Enviou alguma mensagem a parabenizar João Gonzalez por ter conseguido que o seu ‘Ice Merchants’ chegasse a esta cerimónia? Enviei, sim. Ficámos amigos nestas exibições conjuntas que fizemos dos filmes, com a curta da Laura Gonçalves, que também gostei muito de conhecer. São pessoas talentosas e bem formadas, que merecem toda a sorte e exposição que estão a ter.
Sente que, depois desta nomeação, Portugal está pronto para conseguir produzir mais regularmente conteúdo audiovisual que seja mais conceituado e elogiado internacionalmente? Acho que Portugal está preparado, sinto que esta nomeação é uma confirmação mais do que qualquer outra coisa.
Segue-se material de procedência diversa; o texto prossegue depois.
PR #2423, opened 2024-05-22
fix: correct validation for children of Box component

FrederikBolding:
Fixes a problem where `Field` was allowed as a child of `Box` or as the content of a UI by itself. The implementation assumes elsewhere that `Field` is always a child of `Form` and so the validation should uphold that.

Note: We should revisit the decision to require `Field` always being a child of a `Form` later since it would make sense to allow `Box` within forms as well for positioning. But this requires a validation refactor.

### DIFF
--- a/packages/snaps-sdk/src/jsx/validation.ts
+++ b/packages/snaps-sdk/src/jsx/validation.ts
@@ -195,7 +195,7 @@ export const AddressStruct: Describe<AddressElement> = element('Address', {
 export const BoxStruct: Describe<BoxElement> = element('Box', {
   children: maybeArray(
     // eslint-disable-next-line @typescript-eslint/no-use-before-define
-    nullable(lazy(() => JSXElementStruct)),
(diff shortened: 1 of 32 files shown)


packages/snaps-sdk/src/jsx/validation.ts
```diff
@@ -270,6 +270,35 @@ export const RowStruct: Describe<RowElement> = element('Row', {
  */
 export const SpinnerStruct: Describe<SpinnerElement> = element('Spinner');
 
+/**
+ * A subset of JSX elements that are allowed as children of the Box component.
+ * This set should include all components, except components that need to be nested
+ * in another component (e.g. Field must be contained in a Form).
+ */
+export const BoxChildStruct = nullUnion([
```
FrederikBolding, line 278: This is all of the structs included in `JSXElementStruct`, excluding `FieldStruct`

GuillaumeRx (approved):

O que é que acha que se poderia fazer para apoiar mais os criadores portugueses? Acho que deveria haver mais financiamento, mais apoio educativo e mais iniciativas e programas de divulgação do cinema, em especial do nosso.
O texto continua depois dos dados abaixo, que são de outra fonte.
PR #2424, opened 2024-05-22
Add connections diff calculations needed for Snap update

david0xd:
This PR adds additional logic for calculating difference of `initialConnections`. This is required so changes can be displayed in the UI for Snap update process.

New method is added to `SnapController` and integrated within Snap update handling functions.

### DIFF
--- a/packages/snaps-controllers/src/snaps/SnapController.test.tsx
+++ b/packages/snaps-controllers/src/snaps/SnapController.test.tsx
@@ -586,7 +586,7 @@ describe('SnapController', () => {
     snapController.destroy();
   });
 
-  it('includes the initialConnections data in the approval requestState when updating a Snap', async () => {
+  it('includes the initialConnections data in the requestState when updating a Snap without pre-existing connections', async () => {
     const rootMessenger = getControllerMessenger();
     const messenger = getSnapControllerMessenger(rootMessenger);
 
@@ -598,6 +598,7 @@ describe('SnapController', () => {
     const initialConnections = {
       'npm:filsnap': {},
       'https://snaps.metamask.io': {},
+      'https://metamask.github.io': {},
     };
 
     const { manifest } = await getMockSnapFilesWithUpdatedChecksum({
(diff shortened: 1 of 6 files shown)


packages/snaps-controllers/src/snaps/SnapController.ts
```diff
@@ -2425,13 +2425,22 @@ export class SnapController extends BaseController<
...
         this.#calculatePermissionsChange(snapId, processedPermissions);
 
+      const { newConnections, unusedConnections, approvedConnections } =
+        this.#calculateConnectionsChange(
+          oldManifest.initialConnections ?? {},
+          manifest.initialConnections ?? {},
+        );
+
       this.#updateApproval(pendingApproval.id, {
         connections: manifest.initialConnections ?? {},
```
FrederikBolding, line 2435:
```suggestion
```

We can probably remove this now?

packages/snaps-controllers/src/snaps/SnapController.test.tsx
```diff
@@ -615,7 +616,17 @@ describe('SnapController', () => {
       getSnapControllerOptions({
         messenger,
         state: {
-          snaps: getPersistedSnapsState(),
+          snaps: getPersistedSnapsState(
+            getPersistedSnapObject({
+              manifest: {
+                initialConnections: {
+                  // @ts-expect-error test mock
```
FrederikBolding, line 623: What error is expected here?

packages/snaps-controllers/src/snaps/SnapController.ts
```diff
@@ -3579,4 +3588,30 @@ export class SnapController extends BaseController<
...
   }
+
+  /**
+   * Calculate change of initialConnections.
+   *
+   * @param oldConnectionsSet - Previously approved connections.
+   * @param desiredConnectionsSet - New connections.
+   * @returns Object containing newConnections, unusedConnections and approvedConnections.
+   */
+  #calculateConnectionsChange(
```
FrederikBolding, line 3599: I think this should be a utility function instead of a private class method since it doesn't use any class properties

packages/snaps-controllers/src/snaps/SnapController.test.tsx
```diff
@@ -615,7 +616,17 @@ describe('SnapController', () => {
       getSnapControllerOptions({
         messenger,
         state: {
-          snaps: getPersistedSnapsState(),
+          snaps: getPersistedSnapsState(
+            getPersistedSnapObject({
```
FrederikBolding, line 620: We should have a test for updating when the installed Snap has both 0 connections as well as some existing connections

packages/snaps-controllers/src/snaps/SnapController.ts
david0xd: Removed for the update process.

packages/snaps-controllers/src/snaps/SnapController.test.tsx
david0xd: Error that editor is showing. A bit annoying to have it there, but removed it since it doesn't have any impact on the test run I think 🤔 

```
TS2322: Type
{   'https://snaps.metamask.io': {};   'https://portfolio.metamask.io': {}; }
is not assignable to type Record<string & URL, {}>

Object literal may only specify known properties, and 'https://snaps.metamask.io' does not exist in type Record<string & URL, {}>
```

packages/snaps-controllers/src/snaps/SnapController.ts
david0xd: Refactored. Moved to utils.

packages/snaps-controllers/src/snaps/SnapController.test.tsx
david0xd: Added one more test with 0 pre-existing connections. Should be fair enough I guess? Coverage issues are resolved as well.

FrederikBolding (approved):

Uma questão que se coloca agora é: quando é que se irá estrear numa longa-metragem? Espero que em breve, assim que encontrar uma história que queira contar.
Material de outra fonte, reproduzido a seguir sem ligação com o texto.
PR #2413, opened 2024-05-16
Add `context` field to createInterface

FrederikBolding:
WIP

PR #2427, opened 2024-05-22
chore: Revamp interactive UI example using JSX

FrederikBolding:
Revamps the interactive UI example, rewriting most of the UI logic in JSX and removing the `getState` functionality.

This will let us more easily test different types of inputs once added as well, e.g. `Dropdown`.

This also uses the new `context` property and lets us remove the usage of  `manageState` entirely from the Snap.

Se tivesse oportunidade de escolher um ator qualquer do mundo para trabalhar neste projeto qual seria? Como ainda não tenho o projeto em marcha, não sei bem quem poderia mencionar. Acho que o ator ideal tem sempre a ver com o que o papel requer.
Sente-se preparado para esse tipo de desafio ou preferia continuar no formato de curta-metragem? Sinto-me preparado, e é algo que gostava muito de fazer. Gosto muito de ambos os formatos, mas possivelmente estarei mais confortável com o formato de longa-metragem, é mais próximo do tipo de argumento que escrevo na banda desenhada.
Acha que ainda existe um preconceito com o formato de curta-metragem, com alguns críticos considerarem um estilo inferior às longas? Não acho que o problema tenha tanto a ver com a reação dos críticos. Creio que o problema tem mais a ver com o circuito de exibição, de divulgação e de comercialização das curtas. É muito mais complicado exibir uma curta e torná-la disponível de uma forma compensatória do que uma longa. Penso que os programas de curtas podem funcionar, acho que trabalhar esse formato de exibição fora dos festivais pode ser uma boa solução.
Antes de terminar a entrevista, resta-me perguntar: o Restaurante Diniz existe mesmo ou será que os espetadores podem parar de procurar este espaço? O restaurante “O Diniz” infelizmente não existe. Só no mundo da ficção é que se consegue almoçar por sete euros e meio num restaurante, ainda por cima no fim de semana.